Task objective >> Below are entries; output exactly the lines from the one with "PR #48, opened 2018-01-09" to the one with "Search for cordova", both included, and nothing else.

[Saved entries]
--------------------------------

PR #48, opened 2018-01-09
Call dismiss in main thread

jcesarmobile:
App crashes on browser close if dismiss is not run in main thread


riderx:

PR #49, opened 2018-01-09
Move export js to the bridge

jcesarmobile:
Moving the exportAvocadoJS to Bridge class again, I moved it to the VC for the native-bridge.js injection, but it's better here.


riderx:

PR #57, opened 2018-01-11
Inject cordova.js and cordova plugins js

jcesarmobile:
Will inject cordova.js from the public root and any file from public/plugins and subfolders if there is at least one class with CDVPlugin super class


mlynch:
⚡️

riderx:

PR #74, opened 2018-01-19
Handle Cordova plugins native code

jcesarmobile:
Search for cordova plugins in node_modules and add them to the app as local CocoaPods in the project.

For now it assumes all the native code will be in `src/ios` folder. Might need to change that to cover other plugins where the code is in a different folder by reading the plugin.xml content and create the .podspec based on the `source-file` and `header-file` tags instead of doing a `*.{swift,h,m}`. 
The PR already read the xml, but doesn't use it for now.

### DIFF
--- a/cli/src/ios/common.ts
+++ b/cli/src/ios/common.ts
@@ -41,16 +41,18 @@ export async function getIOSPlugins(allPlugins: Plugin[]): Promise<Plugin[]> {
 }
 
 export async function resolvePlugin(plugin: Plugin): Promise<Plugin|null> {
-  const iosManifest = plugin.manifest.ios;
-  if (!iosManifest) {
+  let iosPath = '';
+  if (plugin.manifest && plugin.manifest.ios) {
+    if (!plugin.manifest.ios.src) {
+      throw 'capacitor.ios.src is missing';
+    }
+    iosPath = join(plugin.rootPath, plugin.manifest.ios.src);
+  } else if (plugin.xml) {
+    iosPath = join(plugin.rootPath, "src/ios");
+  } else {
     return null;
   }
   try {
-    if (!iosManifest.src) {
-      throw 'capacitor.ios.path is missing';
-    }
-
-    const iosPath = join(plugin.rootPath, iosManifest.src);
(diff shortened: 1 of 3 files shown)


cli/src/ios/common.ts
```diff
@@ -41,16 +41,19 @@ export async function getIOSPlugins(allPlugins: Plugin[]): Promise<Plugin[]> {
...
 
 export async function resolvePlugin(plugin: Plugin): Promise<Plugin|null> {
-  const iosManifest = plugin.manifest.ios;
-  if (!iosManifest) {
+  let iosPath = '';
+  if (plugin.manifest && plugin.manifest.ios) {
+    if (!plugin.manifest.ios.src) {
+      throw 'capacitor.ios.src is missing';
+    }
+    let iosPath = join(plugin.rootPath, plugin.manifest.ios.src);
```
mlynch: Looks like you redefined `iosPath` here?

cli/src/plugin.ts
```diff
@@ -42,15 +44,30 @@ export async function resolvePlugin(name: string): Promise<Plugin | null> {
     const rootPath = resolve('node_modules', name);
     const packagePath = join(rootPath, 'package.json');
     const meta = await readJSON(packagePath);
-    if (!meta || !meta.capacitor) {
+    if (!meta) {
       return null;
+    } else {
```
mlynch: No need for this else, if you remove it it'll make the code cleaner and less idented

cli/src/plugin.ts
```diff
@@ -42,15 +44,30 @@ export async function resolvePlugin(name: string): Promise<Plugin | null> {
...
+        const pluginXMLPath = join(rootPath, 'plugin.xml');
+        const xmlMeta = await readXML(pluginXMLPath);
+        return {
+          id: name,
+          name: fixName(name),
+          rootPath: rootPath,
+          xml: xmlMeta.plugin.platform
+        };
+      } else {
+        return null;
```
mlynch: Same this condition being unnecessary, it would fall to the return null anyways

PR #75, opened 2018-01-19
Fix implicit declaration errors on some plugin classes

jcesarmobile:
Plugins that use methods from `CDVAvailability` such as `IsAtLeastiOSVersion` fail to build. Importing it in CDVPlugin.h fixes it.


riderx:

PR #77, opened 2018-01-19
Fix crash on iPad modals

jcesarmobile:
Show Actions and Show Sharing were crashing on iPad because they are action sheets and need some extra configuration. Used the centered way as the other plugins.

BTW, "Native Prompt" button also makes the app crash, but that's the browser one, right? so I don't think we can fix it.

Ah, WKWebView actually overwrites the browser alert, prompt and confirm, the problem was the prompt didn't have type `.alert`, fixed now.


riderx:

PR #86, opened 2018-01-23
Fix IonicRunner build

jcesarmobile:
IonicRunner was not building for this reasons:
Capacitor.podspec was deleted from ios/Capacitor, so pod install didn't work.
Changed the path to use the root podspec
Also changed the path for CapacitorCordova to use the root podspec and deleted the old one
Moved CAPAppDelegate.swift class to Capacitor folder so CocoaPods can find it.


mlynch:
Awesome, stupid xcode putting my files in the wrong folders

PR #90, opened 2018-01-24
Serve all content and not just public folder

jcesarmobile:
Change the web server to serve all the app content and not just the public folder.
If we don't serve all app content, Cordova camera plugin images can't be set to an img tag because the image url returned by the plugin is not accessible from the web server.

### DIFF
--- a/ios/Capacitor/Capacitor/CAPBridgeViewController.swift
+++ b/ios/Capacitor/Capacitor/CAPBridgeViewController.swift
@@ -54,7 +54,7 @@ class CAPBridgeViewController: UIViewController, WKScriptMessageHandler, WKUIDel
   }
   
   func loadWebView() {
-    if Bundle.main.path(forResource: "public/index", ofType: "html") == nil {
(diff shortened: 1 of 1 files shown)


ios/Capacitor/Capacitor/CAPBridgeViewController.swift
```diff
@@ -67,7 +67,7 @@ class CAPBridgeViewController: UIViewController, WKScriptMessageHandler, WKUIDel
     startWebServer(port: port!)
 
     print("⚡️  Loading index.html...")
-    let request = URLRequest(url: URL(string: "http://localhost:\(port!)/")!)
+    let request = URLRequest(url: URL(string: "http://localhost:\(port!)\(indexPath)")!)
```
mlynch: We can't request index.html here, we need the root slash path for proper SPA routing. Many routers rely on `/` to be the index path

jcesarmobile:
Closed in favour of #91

--------------------------------

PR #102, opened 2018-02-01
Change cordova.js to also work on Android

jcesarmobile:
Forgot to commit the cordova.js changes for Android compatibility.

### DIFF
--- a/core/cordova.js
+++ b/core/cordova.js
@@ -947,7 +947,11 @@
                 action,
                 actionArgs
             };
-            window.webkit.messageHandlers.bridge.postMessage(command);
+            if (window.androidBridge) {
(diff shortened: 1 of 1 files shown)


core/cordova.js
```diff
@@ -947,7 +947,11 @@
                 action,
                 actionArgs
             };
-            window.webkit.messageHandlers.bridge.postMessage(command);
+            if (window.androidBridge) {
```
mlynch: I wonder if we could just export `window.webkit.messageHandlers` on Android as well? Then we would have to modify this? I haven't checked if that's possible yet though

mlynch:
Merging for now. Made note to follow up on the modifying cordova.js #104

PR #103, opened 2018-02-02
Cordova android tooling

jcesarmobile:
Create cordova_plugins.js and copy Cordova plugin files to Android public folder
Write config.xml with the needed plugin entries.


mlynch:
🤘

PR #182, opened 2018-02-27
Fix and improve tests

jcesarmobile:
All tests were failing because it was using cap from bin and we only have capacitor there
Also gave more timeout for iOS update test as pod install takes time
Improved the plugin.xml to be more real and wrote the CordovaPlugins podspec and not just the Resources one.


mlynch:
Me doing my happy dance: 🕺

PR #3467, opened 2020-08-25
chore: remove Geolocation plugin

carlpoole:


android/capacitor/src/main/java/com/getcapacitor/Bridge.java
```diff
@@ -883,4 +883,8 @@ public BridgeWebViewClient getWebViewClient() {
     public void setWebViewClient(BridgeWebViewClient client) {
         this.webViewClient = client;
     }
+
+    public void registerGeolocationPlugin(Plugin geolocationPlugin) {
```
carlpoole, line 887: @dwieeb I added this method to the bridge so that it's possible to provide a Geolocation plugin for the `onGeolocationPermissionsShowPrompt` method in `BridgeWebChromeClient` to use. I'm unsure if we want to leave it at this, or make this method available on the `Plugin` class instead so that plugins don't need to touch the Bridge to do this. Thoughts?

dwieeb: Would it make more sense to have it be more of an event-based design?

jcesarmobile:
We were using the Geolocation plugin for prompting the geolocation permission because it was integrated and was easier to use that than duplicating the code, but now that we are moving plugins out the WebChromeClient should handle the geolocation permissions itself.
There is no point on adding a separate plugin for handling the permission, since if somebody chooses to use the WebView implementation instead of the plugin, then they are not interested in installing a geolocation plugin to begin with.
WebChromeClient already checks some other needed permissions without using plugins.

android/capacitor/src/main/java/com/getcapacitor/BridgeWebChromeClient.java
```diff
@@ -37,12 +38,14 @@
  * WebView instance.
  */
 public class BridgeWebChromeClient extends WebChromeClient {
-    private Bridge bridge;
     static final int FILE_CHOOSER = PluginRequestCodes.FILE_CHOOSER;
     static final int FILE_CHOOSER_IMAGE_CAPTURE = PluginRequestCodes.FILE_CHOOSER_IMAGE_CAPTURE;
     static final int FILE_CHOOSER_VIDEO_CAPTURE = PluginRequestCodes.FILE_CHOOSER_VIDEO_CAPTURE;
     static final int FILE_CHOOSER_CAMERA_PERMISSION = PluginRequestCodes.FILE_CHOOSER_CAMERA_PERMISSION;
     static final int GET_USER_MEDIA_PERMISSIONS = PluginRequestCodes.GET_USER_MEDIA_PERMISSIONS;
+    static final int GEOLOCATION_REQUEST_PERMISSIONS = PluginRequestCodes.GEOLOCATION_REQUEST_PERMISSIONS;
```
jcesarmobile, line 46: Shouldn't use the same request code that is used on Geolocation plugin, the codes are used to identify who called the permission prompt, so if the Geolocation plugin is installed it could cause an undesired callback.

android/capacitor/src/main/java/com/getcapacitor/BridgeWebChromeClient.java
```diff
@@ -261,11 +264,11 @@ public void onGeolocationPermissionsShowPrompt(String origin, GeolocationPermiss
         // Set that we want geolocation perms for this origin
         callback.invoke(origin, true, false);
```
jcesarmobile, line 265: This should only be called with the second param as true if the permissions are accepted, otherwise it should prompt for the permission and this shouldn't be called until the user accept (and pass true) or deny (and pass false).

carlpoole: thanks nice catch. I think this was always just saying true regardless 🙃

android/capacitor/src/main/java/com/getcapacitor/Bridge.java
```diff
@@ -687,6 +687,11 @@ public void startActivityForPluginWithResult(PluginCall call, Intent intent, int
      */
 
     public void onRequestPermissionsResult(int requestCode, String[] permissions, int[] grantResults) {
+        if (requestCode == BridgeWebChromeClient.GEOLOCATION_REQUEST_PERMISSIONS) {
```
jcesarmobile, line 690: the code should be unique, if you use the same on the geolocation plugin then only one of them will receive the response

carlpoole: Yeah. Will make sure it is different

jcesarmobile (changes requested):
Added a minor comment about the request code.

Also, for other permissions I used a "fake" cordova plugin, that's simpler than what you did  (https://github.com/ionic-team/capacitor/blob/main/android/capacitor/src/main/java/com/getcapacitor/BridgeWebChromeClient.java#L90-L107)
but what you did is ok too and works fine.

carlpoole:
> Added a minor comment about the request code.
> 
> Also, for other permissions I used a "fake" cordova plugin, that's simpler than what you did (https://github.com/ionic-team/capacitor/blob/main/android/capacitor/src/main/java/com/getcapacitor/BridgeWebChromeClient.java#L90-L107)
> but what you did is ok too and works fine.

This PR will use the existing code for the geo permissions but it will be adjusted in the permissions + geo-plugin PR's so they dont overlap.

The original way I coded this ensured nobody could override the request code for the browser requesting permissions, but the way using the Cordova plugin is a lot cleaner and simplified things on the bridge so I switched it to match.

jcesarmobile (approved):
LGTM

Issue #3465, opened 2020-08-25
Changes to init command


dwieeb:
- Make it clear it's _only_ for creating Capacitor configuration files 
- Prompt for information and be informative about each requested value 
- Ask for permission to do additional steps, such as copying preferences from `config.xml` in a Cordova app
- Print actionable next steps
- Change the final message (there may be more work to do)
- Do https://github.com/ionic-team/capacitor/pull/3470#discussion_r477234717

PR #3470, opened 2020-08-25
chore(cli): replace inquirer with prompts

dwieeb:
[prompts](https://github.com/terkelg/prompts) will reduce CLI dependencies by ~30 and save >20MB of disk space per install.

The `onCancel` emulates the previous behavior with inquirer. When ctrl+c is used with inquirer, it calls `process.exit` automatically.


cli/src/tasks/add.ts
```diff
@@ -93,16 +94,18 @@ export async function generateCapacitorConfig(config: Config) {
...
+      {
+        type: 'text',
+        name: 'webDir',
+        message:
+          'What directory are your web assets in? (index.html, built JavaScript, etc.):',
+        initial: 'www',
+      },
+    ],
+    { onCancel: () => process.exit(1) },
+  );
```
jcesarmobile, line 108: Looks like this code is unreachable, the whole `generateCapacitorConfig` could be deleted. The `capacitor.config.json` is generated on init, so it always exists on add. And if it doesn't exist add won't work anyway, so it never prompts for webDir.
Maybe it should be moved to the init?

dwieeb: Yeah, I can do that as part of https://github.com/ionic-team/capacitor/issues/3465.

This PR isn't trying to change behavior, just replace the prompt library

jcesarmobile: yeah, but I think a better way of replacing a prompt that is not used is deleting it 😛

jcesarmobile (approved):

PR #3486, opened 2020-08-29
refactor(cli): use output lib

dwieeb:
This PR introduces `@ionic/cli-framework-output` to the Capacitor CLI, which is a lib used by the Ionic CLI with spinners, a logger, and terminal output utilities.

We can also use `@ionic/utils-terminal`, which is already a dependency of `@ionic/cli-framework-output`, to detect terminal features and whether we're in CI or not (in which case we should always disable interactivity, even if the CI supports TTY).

--------------------------------

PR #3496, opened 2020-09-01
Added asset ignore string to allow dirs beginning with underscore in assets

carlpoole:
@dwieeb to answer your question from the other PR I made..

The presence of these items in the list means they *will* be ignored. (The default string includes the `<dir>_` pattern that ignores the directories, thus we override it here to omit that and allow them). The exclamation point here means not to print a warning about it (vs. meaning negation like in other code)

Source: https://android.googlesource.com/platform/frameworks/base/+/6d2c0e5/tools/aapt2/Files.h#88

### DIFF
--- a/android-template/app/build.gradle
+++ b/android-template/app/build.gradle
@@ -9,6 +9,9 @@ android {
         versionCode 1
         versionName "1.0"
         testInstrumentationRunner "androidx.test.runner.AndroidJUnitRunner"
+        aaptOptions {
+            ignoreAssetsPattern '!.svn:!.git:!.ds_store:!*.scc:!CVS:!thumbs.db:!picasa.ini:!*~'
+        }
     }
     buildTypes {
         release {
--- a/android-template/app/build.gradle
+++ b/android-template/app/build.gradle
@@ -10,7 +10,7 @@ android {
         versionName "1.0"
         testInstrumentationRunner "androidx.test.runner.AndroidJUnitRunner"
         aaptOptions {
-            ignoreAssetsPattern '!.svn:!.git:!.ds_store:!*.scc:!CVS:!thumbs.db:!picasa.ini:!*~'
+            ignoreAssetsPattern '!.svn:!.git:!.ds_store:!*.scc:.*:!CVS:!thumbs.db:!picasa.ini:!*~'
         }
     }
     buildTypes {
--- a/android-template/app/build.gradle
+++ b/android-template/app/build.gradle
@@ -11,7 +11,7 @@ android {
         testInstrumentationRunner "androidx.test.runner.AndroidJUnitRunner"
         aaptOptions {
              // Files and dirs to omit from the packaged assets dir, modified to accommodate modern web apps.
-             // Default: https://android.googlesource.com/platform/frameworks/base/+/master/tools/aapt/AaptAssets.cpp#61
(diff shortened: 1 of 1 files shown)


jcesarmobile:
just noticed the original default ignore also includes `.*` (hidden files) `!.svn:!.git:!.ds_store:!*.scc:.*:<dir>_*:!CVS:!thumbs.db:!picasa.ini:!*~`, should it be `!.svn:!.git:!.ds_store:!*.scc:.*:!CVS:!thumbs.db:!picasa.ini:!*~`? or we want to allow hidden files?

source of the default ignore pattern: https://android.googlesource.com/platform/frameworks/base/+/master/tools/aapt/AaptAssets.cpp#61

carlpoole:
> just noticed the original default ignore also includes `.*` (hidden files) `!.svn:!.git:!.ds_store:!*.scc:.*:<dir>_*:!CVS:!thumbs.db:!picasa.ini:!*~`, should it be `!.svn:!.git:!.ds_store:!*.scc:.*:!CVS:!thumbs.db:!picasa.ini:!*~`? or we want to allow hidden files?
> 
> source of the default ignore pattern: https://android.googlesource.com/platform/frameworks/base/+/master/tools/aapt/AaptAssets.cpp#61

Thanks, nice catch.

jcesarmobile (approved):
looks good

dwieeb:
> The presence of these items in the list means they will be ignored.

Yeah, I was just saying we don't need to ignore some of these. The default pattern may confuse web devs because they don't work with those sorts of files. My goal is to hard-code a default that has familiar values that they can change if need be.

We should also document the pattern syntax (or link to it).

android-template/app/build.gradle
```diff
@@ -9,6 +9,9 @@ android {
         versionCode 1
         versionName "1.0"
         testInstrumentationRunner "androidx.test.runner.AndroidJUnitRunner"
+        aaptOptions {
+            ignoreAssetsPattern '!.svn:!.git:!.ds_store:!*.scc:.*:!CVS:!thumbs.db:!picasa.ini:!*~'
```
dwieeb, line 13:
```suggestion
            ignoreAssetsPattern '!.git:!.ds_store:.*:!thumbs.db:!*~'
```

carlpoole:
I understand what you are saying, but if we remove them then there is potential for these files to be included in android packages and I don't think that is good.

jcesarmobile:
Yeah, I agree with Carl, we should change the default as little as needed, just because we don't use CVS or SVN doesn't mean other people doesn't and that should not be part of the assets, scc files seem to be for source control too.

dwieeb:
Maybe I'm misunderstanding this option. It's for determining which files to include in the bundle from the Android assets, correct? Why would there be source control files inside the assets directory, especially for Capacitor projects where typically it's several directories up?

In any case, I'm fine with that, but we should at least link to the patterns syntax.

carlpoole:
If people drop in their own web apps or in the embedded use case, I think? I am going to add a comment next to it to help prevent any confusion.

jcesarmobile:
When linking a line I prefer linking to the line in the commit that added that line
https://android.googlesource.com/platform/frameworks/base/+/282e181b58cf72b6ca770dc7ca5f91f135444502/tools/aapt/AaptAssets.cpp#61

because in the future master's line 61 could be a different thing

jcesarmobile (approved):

--------------------------------

Output of the task >>
PR #48, opened 2018-01-09
Call dismiss in main thread

jcesarmobile:
App crashes on browser close if dismiss is not run in main thread


riderx:

PR #49, opened 2018-01-09
Move export js to the bridge

jcesarmobile:
Moving the exportAvocadoJS to Bridge class again, I moved it to the VC for the native-bridge.js injection, but it's better here.


riderx:

PR #57, opened 2018-01-11
Inject cordova.js and cordova plugins js

jcesarmobile:
Will inject cordova.js from the public root and any file from public/plugins and subfolders if there is at least one class with CDVPlugin super class


mlynch:
⚡️

riderx:

PR #74, opened 2018-01-19
Handle Cordova plugins native code

jcesarmobile:
Search for cordova plugins in node_modules and add them to the app as local CocoaPods in the project.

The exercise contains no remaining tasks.